[Stored data entries]
PR #2316, opened 2025-06-12
V4 failedrowsext

tombaeyens:


soda-core/src/soda_core/common/data_source_impl.py
```diff
@@ -203,6 +204,12 @@ def test_connection_error_message(self) -> Optional[str]:
     def build_data_source(self) -> DataSource:
         return DataSource(name=self.name, type=self.type_name)
 
+    def qualify_dataset_name(self, dataset_identifier: DatasetIdentifier) -> str:
+        assert dataset_identifier.data_source_name == self.name
```
m1n0: asserting like this seems unexpected, shouldn't this be a custom exception with a meaningful message?

soda-core/src/soda_core/common/extensions.py
```diff
@@ -11,7 +9,6 @@ def find_class_method(cls, module_name: str, class_name: str, method_name: str)
             module = import_module(module_name)
             class_ = getattr(module, class_name)
             return getattr(class_, method_name)
-        except AttributeError as e:
-            raise ExtensionException(
-                message=f"Feature '{class_name}.{method_name}' requires the Soda Extensions to be installed."
-            )
+        except (AttributeError, ModuleNotFoundError) as e:
+            # Extension not installed
```
m1n0: when would this happen, why do we change it to silently continue? I see the usage below, which tries to load the extension with a hardcoded module/class/method names, but that will be replaced by registering the extension using entry points. I would therefore keep the exception raising here and temporarily catch the exception and silently continue in the ContractVerificationHandler

soda-core/src/soda_core/common/soda_cloud.py
```diff
@@ -1196,3 +1198,25 @@ def _append_exception_to_cloud_log_dicts(cloud_log_dicts: list[dict], exception:
     exc_cloud_log_dict["index"] = len(cloud_log_dicts)
     cloud_log_dicts.append(exc_cloud_log_dict)
     return cloud_log_dicts
+
+
+class FailedRowsDiagnostic:
```
m1n0: I would use pydantic to skip having to create the constructors, especially the duplicate ones in the subclasses. Actually - all the 4 constructors are identical, there is no need to repeat them in the subclasses

soda-core/src/soda_core/common/sql_dialect.py
```diff
@@ -28,6 +29,11 @@ def quote_default(self, identifier: Optional[str]) -> Optional[str]:
             else None
         )
 
+    def build_fully_qualified_sql_name(self, dataset_identifier: DatasetIdentifier) -> str:
```
m1n0, line 32: wouldn't it make sense to make this a method on the dataset identifier for more portability as we discussed?

soda-core/src/soda_core/contracts/impl/contract_verification_impl.py
```diff
@@ -49,6 +52,28 @@
 logger: logging.Logger = soda_logger
 
 
+class ContractVerificationHandler:
+    @classmethod
+    def instance(cls, identifier: Optional[str] = None) -> Optional[ContractVerificationHandler]:
+        # TODO: replace with plugin extension mechanism
+        create_method: Callable[..., Optional[ContractVerificationHandler]] = Extensions.find_class_method(
```
m1n0: as mentioned above - I would leave the exception in the find_class_method and just catch it here

m1n0 (changes requested):

soda-core/src/soda_core/common/data_source_impl.py
tombaeyens: Added an error message, but kept the AssertionException because it's a bug, not a user error.  Can change to SodaException if you think that is better

soda-core/src/soda_core/common/extensions.py
tombaeyens: Removed extentions.py file and inlined the class instantiation into the calling class.

soda-core/src/soda_core/common/soda_cloud.py
tombaeyens: removed the constructors, replacing them with `pass` and to my surprise it still worked!  Nice

soda-core/src/soda_core/common/sql_dialect.py
tombaeyens: makes sense, but that has to be done in a lot of places.  planned to do that later all in 1 go.  ok?

soda-core/src/soda_core/contracts/impl/contract_verification_impl.py
tombaeyens: Inlined the initialization

soda-core/src/soda_core/common/data_source_impl.py
m1n0: There is a lot of debate whether exceptions should be used for anticipated user flows or not, but using them for bugs is imho always valid

m1n0 (approved):
thanks for following up on the comments! The non-pydantic dto's are not great but we can resolve later.

soda-core/src/soda_core/common/data_source_impl.py
tombaeyens: In this case for sure because the code is executing a query on the wrong data source.  Can't be good :)

tombaeyens:
I know I won't convince, but still would like to point out that for me it's more nuanced.  I think you are assuming full knowledge of the pydantic framework.  For me, it's not always clear from reading the pydantic classes how the translation is done.

I think plain dict code can be write at least as easy to read in a way that the interface is still very clear.  And the code is easy to follow / debug.

PR #2317, opened 2025-06-13
Default names

tombaeyens:


soda-core/src/soda_core/contracts/contract_verification.py
```diff
@@ -241,6 +241,27 @@ def log_table_row(self) -> dict:
...
+        "invalid": "No invalid values",
+        "duplicate (col)": "No duplicate values",
+        "duplicate (multi-col)": "No duplicate values",
+        "aggregate": "Metric function meets threshold",
+        "metric": "Metric meets threshold",
+        "failed_rows": "No rows violating the condition",
+    }
+
+    def _get_name_with_default(self, check: Check) -> str:
+        if isinstance(check.name, str):
```
nielsn: Should probably be `if check.name and isinstance(check.name, str)` to deal with the `Optional[str]` properly?

nielsn (changes requested):
Nice, good clean up!

soda-core/src/soda_core/contracts/contract_verification.py
tombaeyens: What would that first `check.name and` add to it?  I think only diff would be that an empty string is resulting in false.

nielsn: Oh you're completely right. It would deal with `check` being `None` but that won't happen here. My bad, this is indeed all good!

nielsn (approved):

PR #2325, opened 2025-06-27
Fixing diagnostics

tombaeyens:
Also deleted the numeric check stuff as it was renamed to aggregate


tombaeyens:
Merging this should be synced with some updates on the backend.  @milanaleksic Can you let us know when the backend updates are ready?

m1n0 (approved):

milanaleksic:
BE side is merged, taking the latest request example as it is defined there, although Benjamin still needs to approve to make sure we are 100% aligned

tombaeyens:
Was related to DTL-887

PR #2328, opened 2025-07-02
Enabled failed rows diagnostics upload for source queries + dwh fixes

tombaeyens:


soda-core/src/soda_core/contracts/impl/contract_verification_impl.py
```diff
@@ -1151,9 +1151,22 @@ def build_identity_path(self) -> str:
         return "/".join(parts)
 
     def _build_definition(self) -> str:
+        source_contract_yaml_dict: dict = self.contract_impl.contract_yaml.contract_yaml_object.yaml_dict
+
+        contract_dict: dict = {}
+        if "filter" in source_contract_yaml_dict:
+            contract_dict["filter"] = source_contract_yaml_dict.get("filter")
```
m1n0: Filter is already parsed someplace else, we shouldn't access the yaml dict directly like this any more at this stage.

tombaeyens: Seems not that easy: The pydantic model object doesn't seem to be available in the ContractImpl nor the ContractYaml.  I think we need to review and decide cause now we have multiple models and we are in transition half way.  I don't think it's good to switch to pydantic if we don't have the error messages and the other aspects like docs and locations covered.  

Also the all-or-nothing parsing approach has to be reviewed and the decision has to be rolled out.   Meaning that with pydantic the idea is that if the parsing doesn't succeed anywhere, there is no model object at all.  Whereas with the current approach, the model is parses everything that matches the expected schema.  Which is a bit different logic.

Maybe that is not to the point... do you think i should do the effort to bring the pydantic model object to that place and double check the logic in case the parsing doesn't work out?

m1n0 (approved):

PR #2336, opened 2025-07-10
Obsl 548 add bigquery support

m1n0:


Niels-b:
PR is ready to review. All tests seem to pass in CI (including new tests on `v4` branch). 

Note: can't add @m1n0 to review as he created the PR. Also added @mivds. Do we add anyone else?

mivds:
> PR is ready to review. All tests seem to pass in CI (including new tests on `v4` branch).
> 
> Note: can't add @m1n0 to review as he created the PR. Also added @mivds. Do we add anyone else?

I think @m1n0 and I will be the main reviewers for now. @nielsn might also be interested, but he's on holiday currently.

soda-core/src/soda_core/common/sql_ast.py
```diff
@@ -4,13 +4,49 @@
 from typing import Optional
 
 
+class BaseSqlExpression:
```
nielsn, line 12: Too lazy to fully figure it out on a mobile phone screen, but why is the introduction of this concept required?

nielsn (approved):

soda-bigquery/src/soda_bigquery/common/data_sources/bigquery_data_source.py
```diff
@@ -0,0 +1,97 @@
...
+    def get_location(self) -> str:
+        location = self.data_source_model.connection_properties.location
+        if location is None:
+            if self.cached_location is not None:
+                location = self.cached_location
+            else:
+                result = self.execute_query("SELECT @@location")
+                location = result.rows[0][0]
+                logger.info(f"Detected BigQuery location: {location}")
+                self.cached_location = location
```
mivds: Suggest moving up the `cached_location` to avoid nested ifs.


```suggestion
        if self.cached_location is not None:
            location = self.cached_location
        elif self.data_source_model.connection_properties.location is not None:
            location = self.data_source_model.connection_properties.location
        else:
            result = self.execute_query("SELECT @@location")
            self.cached_location = location = result.rows[0][0]
            logger.info(f"Detected BigQuery location: {location}")
```

soda-core/src/soda_core/common/sql_ast.py
Niels-b: We are using this to build an SQL tree. This enables us to get the "context" (i.e. parent nodes in the tree) when generating SQL. 
This is especially relevant in the BigQuery `_build_tuple_sql` function that needs know when it is in a `DISTINCT`. Because BigQuery cannot use STRUCTS/ARRAYS/... with a DISTINCT.
Building the syntax tree seems like the most elegant solution. We need the `BaseSqlExpression` for the `SELECT`, `FROM`,... classes as they do not inherit from `SqlExpression` and we wanted to keep it that way.

soda-bigquery/src/soda_bigquery/common/data_sources/bigquery_data_source.py
```diff
@@ -0,0 +1,97 @@
...
+class BigQuerySqlDialect(SqlDialect):
+    DEFAULT_QUOTE_CHAR = "`"
+
+    def default_casify(self, identifier: str) -> str:
+        return identifier.upper()
+
+    def _build_tuple_sql(self, tuple: TUPLE) -> str:
+        if tuple.check_context(DISTINCT):
+            return self._build_tuple_sql_in_distinct(tuple)
+        return f"[{super()._build_tuple_sql(tuple)}]"
```
mivds: Are the square brackets needed here? Unless I'm mistaken this evaluates to both brackets & parentheses, i.e. `[(value1, value2, ...)]`

soda-bigquery/src/soda_bigquery/common/data_sources/bigquery_data_source.py
```diff
@@ -0,0 +1,97 @@
...
+
+    def _build_tuple_sql_in_distinct(self, tuple: TUPLE) -> str:
+        return f"TO_JSON_STRING(STRUCT({super()._build_tuple_sql(tuple)}))"
```
mivds, line 74: I think the `TO_JSON_STRING` here isn't necessary. Looking at [the BigQuery docs](https://cloud.google.com/bigquery/docs/reference/standard-sql/query-syntax#select_distinct) `DISTINCT(<struct type>)` should work.

mivds: Larger concern though is that this expression doesn't do what is intended. From what I can tell this is being created using syntax like `DISTINCT(TUPLE(...))`, but I don't think it works that way. At least not in BigQuery. The `DISTINCT` applies to the entire context, you can't select only a part of it. So something like `SELECT(DISTINCT(TUPLE("col1", "col2")), "col3")` would give incorrect results.

To give an example:
```sql
SELECT DISTINCT (table_schema, table_name), column_name FROM region-europe-west1.INFORMATION_SCHEMA.COLUMNS;
```

Results in:
```
[{"v":{"f":[{"v":"dev_mvds"},{"v":"SODATEST_CustomersProfilingCapitalized_8652307e"}]}}]	ITEMS_SOLD
[{"v":{"f":[{"v":"dev_mvds"},{"v":"SODATEST_CustomersProfilingCapitalized_8652307e"}]}}]	CST_Size
```
Note how there is a duplicate returned for the struct entry.


I would rethink the approach here. I'm not sure this covers everything, but I think introducing new operators like `SELECT_DISTINCT` and `COUNT_DISTINCT` makes more sense. That makes it clear the `DISTINCT` is operating on the full argument set, rather than a subset.

I believe that also means you don't need to know if you are within `DISTINCT` context or not. So the whole tracking parents inside the `SqlExpression` tree probably isn't necessary. At least that would be my expectation because the query below just works as expected:
```sql
SELECT DISTINCT table_schema, table_name FROM region-us.INFORMATION_SCHEMA.TABLES;
```

soda-bigquery/src/soda_bigquery/common/data_sources/bigquery_data_source.py
```diff
@@ -0,0 +1,97 @@
...
+
+    def _build_regex_like_sql(self, matches: REGEX_LIKE) -> str:
+        expression: str = self.build_expression_sql(matches.expression)
+        return f"REGEXP_CONTAINS({expression}, r'{matches.regex_pattern}')"
+
+    def supports_varchar_length(self) -> bool:
+        return False
+
+    def quote_column(self, column_name: str) -> str:
+        return self.quote_default(column_name)
```
mivds: Shouldn't the base class already use `self.quote_default`?

soda-bigquery/src/soda_bigquery/common/data_sources/bigquery_data_source.py
```diff
@@ -0,0 +1,97 @@
...
+
+    def sql_expr_timestamp_literal(self, datetime_in_iso8601: str) -> str:
+        return f"timestamp('{datetime_in_iso8601}')"
+
+    def sql_expr_timestamp_truncate_day(self, timestamp_literal: str) -> str:
+        return f"date_trunc(timestamp({timestamp_literal}), day)"
+
+    def sql_expr_timestamp_add_day(self, timestamp_literal: str) -> str:
+        return f"{timestamp_literal} + interval 1 day"
```
mivds, line 90: Why don't these functions also use AST expressions? I expect the current approach won't scale well. What if we want different units of time? Multiples of the unit, etc?

Something like `ADD(TIMESTAMP("ts"), INTERVAL(1, DAY))` seems more in line with the other syntax.

mivds (commented):
Still reviewing, but already sharing some preliminary feedback for the planned retro session.

soda-bigquery/src/soda_bigquery/common/data_sources/bigquery_data_source.py
Niels-b: This was indeed leftover from debugging. Removed it!

soda-bigquery/src/soda_bigquery/common/data_sources/bigquery_data_source.py
Niels-b: As we discussed together, We just put a check in the SELECT expression that warns the user for potentially unexpected behavior.

soda-bigquery/src/soda_bigquery/common/data_sources/bigquery_data_source.py
Niels-b: This is what's currently there, just adapted for BigQuery. 
Would currently consider that out of scope for this PR as it would require that we change and verify this for all other implemented datasources.

m1n0 (commented):
I can't approve a PR that I originally opened, but I checked the follow up after our sync and this all LGTM!

Niels-b:
As discussed in the meeting this morning; moved some files around to create better structure for the data sources.
Currently this is done for all data sources except Databricks (seems to fail tests locally and is not running in CI).

soda-bigquery/src/soda_bigquery/common/data_sources/bigquery_data_source.py
mivds: From what I saw this is testing-only functionality currently, so seems fair to put it out of scope. Downside is that it means you'll be implementing this function for all the data sources, and probably later we'll have to redo it the 'proper' way. Seems like an acceptable price in this case.

soda-bigquery/src/soda_bigquery/common/data_sources/bigquery_data_source_connection.py
```diff
@@ -0,0 +1,147 @@
...
+    def _create_connection(
+        self,
+        config: BigQueryConnectionProperties,
+    ):
+        self._load_project_id_and_credentials(config)
+        self._load_optional_impersonated_credentials(config)
+        self._apply_optional_params(config)
+
+        client_info = ClientInfo(
+            user_agent="soda-library",
```
mivds: Shouldn't this be set to `soda-core`?

soda-bigquery/src/soda_bigquery/common/data_sources/bigquery_data_source_connection.py
```diff
@@ -0,0 +1,147 @@
...
+            client_info=client_info,
+            location=config.location,
+            client_options=self.client_options,
+        )
+
+        return dbapi.Connection(self.client)
+
+    def format_rows(self, rows: list[Row]) -> list[tuple]:
+        formatted_rows = [tuple(r.values()) for r in rows]
+        return formatted_rows
```
mivds, line 147: Why was this necessary? Can't the `Row` object be treated as if it is a `tuple`? From a quick look at the `Row` class it appears to support access by index the same way a tuple would.

I imagine this can in some cases be a pretty expensive operation to duplicate all the queried data

soda-bigquery/tests/conftest.py
```diff
@@ -0,0 +1,5 @@
+from soda_core.common.logging_configuration import configure_logging
+
+
+def pytest_sessionstart(session) -> None:
+    configure_logging(verbose=True)
```
mivds, line 5: Should this live inside the `soda-bigquery` tests or at a higher level?

soda-core/src/soda_core/common/sql_ast.py
```diff
@@ -1,16 +1,65 @@
...
 
 @dataclass
-class SELECT:
+class SELECT(BaseSqlExpression):
     fields: SqlExpression | str | list[SqlExpression | str]
 
+    def __init__(self, fields: SqlExpression | str | list[SqlExpression | str]):
+        super().__init__()
+        self.fields = fields
+        self.handle_parent_node_update(fields)
```
mivds: I think [`__post_init__`](https://docs.python.org/3/library/dataclasses.html#dataclasses.__post_init__) might be a cleaner solution for these update routines, as now you're having to manually initialize all the fields in every class.

mivds (approved):
LGTM, left a few smaller comments

soda-bigquery/src/soda_bigquery/common/data_sources/bigquery_data_source_connection.py
Niels-b: The way BigQuery returns the rows is slightly different. We need to convert them. Just returning the rows (like the default implementation in `data_source_connection.py` crashes almost every test. The Row seems to contain some additional data for column/index info that the rest of the soda-core library is not expecting. So we need to extract the relevant information (`values()`) from it. See screenshot for the difference (using debugger).
image

soda-bigquery/tests/conftest.py
Niels-b: Copied over from other datasources. They all have this. Maybe something we can/should change? Will skip this for now as it seems easy/small task to change this later.

soda-core/src/soda_core/common/sql_ast.py
Niels-b: It is indeed a bit of a hassle to initialize all the fields for every class. 
Implemented it using `__post_init__` now.

PR #2338, opened 2025-07-13
Added data source method execute_query_one_by_one

tombaeyens:


tombaeyens:
the method was added in another PR

PR #2342, opened 2025-07-17
Support multiple datasources in cli+api

m1n0:


m1n0:
@tombaeyens @nielsn I am merging this, but you should be aware of this change

soda-core/src/soda_core/cli/handlers/contract.py
```diff
@@ -18,7 +18,7 @@
 def handle_verify_contract(
     contract_file_paths: Optional[list[str]],
     dataset_identifiers: Optional[list[str]],
-    data_source_file_path: Optional[str],
+    data_source_file_paths: Optional[str],
```
nielsn, line 21: List type?

PR #2344, opened 2025-07-22
Add SQL Server v4 support

Niels-b:
Also adds support for Synapse.

Note; still pending changes as discussed in [this](https://sodadata.slack.com/archives/C089R1R13N3/p1753712275999769) Slack Thread (probably will be done in separate branch/PR).

IMPORTANT: Merge https://github.com/sodadata/soda-core/pull/2352 first!


Niels-b:
NOTE: Merge https://github.com/sodadata/soda-core/pull/2352 first!

soda-sqlserver/src/soda_sqlserver/test_helpers/sqlserver_data_source_test_helper.py
```diff
@@ -0,0 +1,40 @@
...
+        """
+
+    def drop_test_schema_if_exists(self) -> None:
+        # First find all the tables in the schema
+        table_names: list[str] = self.query_existing_test_table_names(return_fully_qualified_table_names=True)
+        for fully_qualified_table_name in table_names:
+            table_identifier = f"{fully_qualified_table_name.database_name}.{fully_qualified_table_name.schema_name}.{fully_qualified_table_name.table_name}"
+            self.data_source_impl.execute_update(f"DROP TABLE {table_identifier};")
+        # Drop the schema if we found any tables
+        if len(table_names) > 0:
```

## Exercise goal
Scan the data for lines containing "tree" and copy all of them.

## Output below
Niels-b: We are using this to build an SQL tree. This enables us to get the "context" (i.e. parent nodes in the tree) when generating SQL. 
Building the syntax tree seems like the most elegant solution. We need the `BaseSqlExpression` for the `SELECT`, `FROM`,... classes as they do not inherit from `SqlExpression` and we wanted to keep it that way.
I believe that also means you don't need to know if you are within `DISTINCT` context or not. So the whole tracking parents inside the `SqlExpression` tree probably isn't necessary. At least that would be my expectation because the query below just works as expected:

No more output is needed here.